# [Description of the task]
Check each line of the material, and show the ones that include the word "Deposit".

# [Input data]
PR #301, opened 2022-09-14
feat: add target balances

mrice32:
This is a draft of how the target balance functionality might work. This is meant as an implementation proposal roughly following [this spec](https://docs.google.com/document/d/1kpu4r9FGU8CmAD6oUHVWX6V7DGkHww-hBdcdU7bQMLE/edit?usp=sharing).

The associated UMIP change is here: https://github.com/UMAprotocol/UMIPs/pull/556.

Note: the functionality is intended to be 100% backwards compatible, because a default threshold and target of 0 should result in the current behavior.

### DIFF
--- a/src/clients/ConfigStoreClient.ts
+++ b/src/clients/ConfigStoreClient.ts
@@ -186,7 +186,6 @@ export class AcrossConfigStoreClient {
           this.cumulativeSpokeTargetBalanceUpdates.push({ ...args, spokeTargetBalances: {}, l1Token });
         }
       } catch (err) {
-        console.log(err);
         continue;
       }
     }
--- a/src/clients/ConfigStoreClient.ts
+++ b/src/clients/ConfigStoreClient.ts
@@ -186,6 +186,7 @@ export class AcrossConfigStoreClient {
           this.cumulativeSpokeTargetBalanceUpdates.push({ ...args, spokeTargetBalances: {}, l1Token });
         }
       } catch (err) {
+        console.log(err);
         continue;
       }
     }
--- a/src/clients/ConfigStoreClient.ts
+++ b/src/clients/ConfigStoreClient.ts
@@ -9,8 +9,17 @@ import {
   EventSearchConfig,
   utf8ToHex,
   getCurrentTime,
+  toBN,
 } from "../utils";
-import { L1TokenTransferThreshold, Deposit, TokenConfig, GlobalConfigUpdate } from "../interfaces";
+import {
+  L1TokenTransferThreshold,
+  Deposit,
+  TokenConfig,
+  GlobalConfigUpdate,
+  ParsedTokenConfig,
+  SpokeTargetBalanceUpdate,
+  SpokePoolTargetBalance,
+} from "../interfaces";
 
 import { lpFeeCalculator } from "@across-protocol/sdk-v2";
 import { BlockFinder, across } from "@uma/sdk";
@@ -29,6 +38,7 @@ export class AcrossConfigStoreClient {
   public cumulativeTokenTransferUpdates: L1TokenTransferThreshold[] = [];
   public cumulativeMaxRefundCountUpdates: GlobalConfigUpdate[] = [];
   public cumulativeMaxL1TokenCountUpdates: GlobalConfigUpdate[] = [];
+  public cumulativeSpokeTargetBalanceUpdates: SpokeTargetBalanceUpdate[] = [];
 
   private rateModelDictionary: across.rateModel.RateModelDictionary;
   public firstBlockToSearch: number;
@@ -85,6 +95,17 @@ export class AcrossConfigStoreClient {
     return config.transferThreshold;
   }
 
+  getSpokeTargetBalancesForBlock(
+    l1Token: string,
+    blockNumber: number = Number.MAX_SAFE_INTEGER
+  ): { [chainId: number]: SpokePoolTargetBalance } {
+    const config = (sortEventsDescending(this.cumulativeTokenTransferUpdates) as SpokeTargetBalanceUpdate[]).find(
+      (config) => config.blockNumber <= blockNumber && config.l1Token === l1Token
+    );
+    if (!config?.spokeTargetBalances) return {};
+    return config.spokeTargetBalances;
+  }
+
   getMaxRefundCountForRelayerRefundLeafForBlock(blockNumber: number = Number.MAX_SAFE_INTEGER): number {
     const config = (sortEventsDescending(this.cumulativeMaxRefundCountUpdates) as GlobalConfigUpdate[]).find(
       (config) => config.blockNumber <= blockNumber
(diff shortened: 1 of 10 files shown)


src/clients/ConfigStoreClient.ts
```diff
@@ -85,6 +95,17 @@ export class AcrossConfigStoreClient {
     return config.transferThreshold;
   }
 
+  getSpokeTargetBalancesForBlock(
+    l1Token: string,
+    blockNumber: number = Number.MAX_SAFE_INTEGER
+  ): { [chainId: number]: SpokePoolTargetBalance } {
+    const config = (sortEventsDescending(this.cumulativeTokenTransferUpdates) as SpokeTargetBalanceUpdate[]).find(
+      (config) => config.blockNumber <= blockNumber && config.l1Token === l1Token
```
nicholaspai, line 103:
```suggestion
      (config) => config.l1Token === l1Token && config.blockNumber <= blockNumber
```

tiny nit but small optimization to filter on l1 token first. I doubt there will be 1000s of this event but just good practice to filter on rarer conditions first

src/clients/ConfigStoreClient.ts
```diff
@@ -141,7 +163,22 @@ export class AcrossConfigStoreClient {
...
+          transferThreshold: toBN(transferThresholdForToken),
+          l1Token,
+        });
+
+        if (parsedValue?.spokeTargetBalances) {
+          // Note: cast is required because fromEntries always produces string keys, despite the function returning a
+          // numerical key.
+          const targetBalances = Object.fromEntries(
+            Object.entries(parsedValue.spokeTargetBalances).map(([chainId, targetBalance]) => {
+              return [chainId, { target: toBN(targetBalance.target), threshold: toBN(targetBalance.threshold) }];
```
nicholaspai, line 177: So targets will be in wei? I think this is consistent with the other parameter units like `tokenTransferthreshold`

src/dataworker/DataworkerUtils.ts
```diff
@@ -151,9 +151,15 @@ export function _buildRelayerRefundRoot(
         tokenTransferThresholdOverrides[l1TokenCounterpart] ||
         clients.configStoreClient.getTokenTransferThresholdForBlock(l1TokenCounterpart, endBlockForMainnet);
 
+      const spokePoolTargetBalance = clients.configStoreClient.getSpokeTargetBalancesForBlock(
+        l1TokenCounterpart,
+        endBlockForMainnet
+      )[Number(repaymentChainId)] || { target: toBN(0), threshold: toBN(0) };
```
nicholaspai, line 157: Should we do the defaulting (`|| { target: toBN(0), threshold: toBN(0) }`) in the ConfigStoreClient? Might be cleaner to abstract the defaulting logic away from the Dataworker

src/dataworker/PoolRebalanceUtils.ts
```diff
@@ -285,6 +286,14 @@ export function constructPoolRebalanceLeaves(
             configStoreClient.getTokenTransferThresholdForBlock(l1Token, latestMainnetBlock)
         );
 
+        const spokeTargetBalances = l1TokensToIncludeInThisLeaf.map(
+          (l1Token) =>
+            configStoreClient.getSpokeTargetBalancesForBlock(l1Token, latestMainnetBlock)[Number(chainId)] || {
+              target: toBN(0),
```
nicholaspai, line 292: Same comment as above. I'm seeing a lot of this redundant defaulting code that could be removed

src/dataworker/PoolRebalanceUtils.ts
```diff
@@ -316,16 +333,52 @@ export function constructPoolRebalanceLeaves(
...
+  // Transfer is always desired if hub owes spoke.
+  if (runningBalance.gte(0)) return runningBalance;
+
+  // Running balance is negative, but its absolute value is less than the spoke pool target balance threshold.
+  // In this case, we transfer nothing.
+  if (runningBalance.abs().lt(spokePoolTargetBalance.threshold)) return toBN(0);
+
+  // We are left with the case where the spoke pool is beyond the threshold.
+  // A transfer needs to be initiated to bring it down to the target.
+  const transferSize = runningBalance.abs().sub(spokePoolTargetBalance.target);
```
nicholaspai, line 351: This makes me think: should we enforce somewhere that the `spokePoolTargetBalance.target` is always positive?

src/dataworker/PoolRebalanceUtils.ts
```diff
@@ -316,16 +333,52 @@ export function constructPoolRebalanceLeaves(
   return leaves;
 }
 
+// Note: this function computes the intended transfer amount before considering the transfer threshold.
+// A positive number indicates a transfer from hub to spoke.
+export function computeDesiredTransferAmount(
```
nicholaspai, line 338: Should we rename this function to `...ToSpoke` or `...toHub`? I'm a bit confused reading this in isolation to determine which direction the transfer amount should be interpreted as

nicholaspai (commented):
This is really nice and overall very easy to understand, great work. Should we also open a draft UMIP PR reflecting these changes so they can be merged together?

src/clients/ConfigStoreClient.ts
mrice32: Good point!

src/clients/ConfigStoreClient.ts
mrice32: Yep, I think that makes the most sense and is consistent.

src/dataworker/DataworkerUtils.ts
mrice32: Hmmm, yeah, I think that could make sense. Let me try to rework it a little.

src/dataworker/PoolRebalanceUtils.ts
mrice32: Good idea!

src/dataworker/DataworkerUtils.ts
mrice32: Done.

src/dataworker/PoolRebalanceUtils.ts
mrice32: Done.

src/dataworker/PoolRebalanceUtils.ts
mrice32: We have some choices:
- Ignore the specific target balance object with negative values.
- Ignore the entire updates that contain any negative values.
- Treat negative values as 0.

I've gone with the last option, but open to the other two as well -- they just might be a bit more complex. This has been added to the implementation. PTAL!

src/dataworker/PoolRebalanceUtils.ts
mrice32: Done!

mrice32:
> This is really nice and overall very easy to understand, great work. Should we also open a draft UMIP PR reflecting these changes so they can be merged together?

Yes, I will do this.

mrice32:
@nicholaspai see the description for a link to the UMIP PR.

src/dataworker/PoolRebalanceUtils.ts
nicholaspai: negative options as 0 makes sense!

nicholaspai (approved):
LGTM since this seems like it is backwards compatible and will not impact bots in prod without a config change on the ConfigStore contract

# [Written solution]
-import { L1TokenTransferThreshold, Deposit, TokenConfig, GlobalConfigUpdate } from "../interfaces";
+  Deposit,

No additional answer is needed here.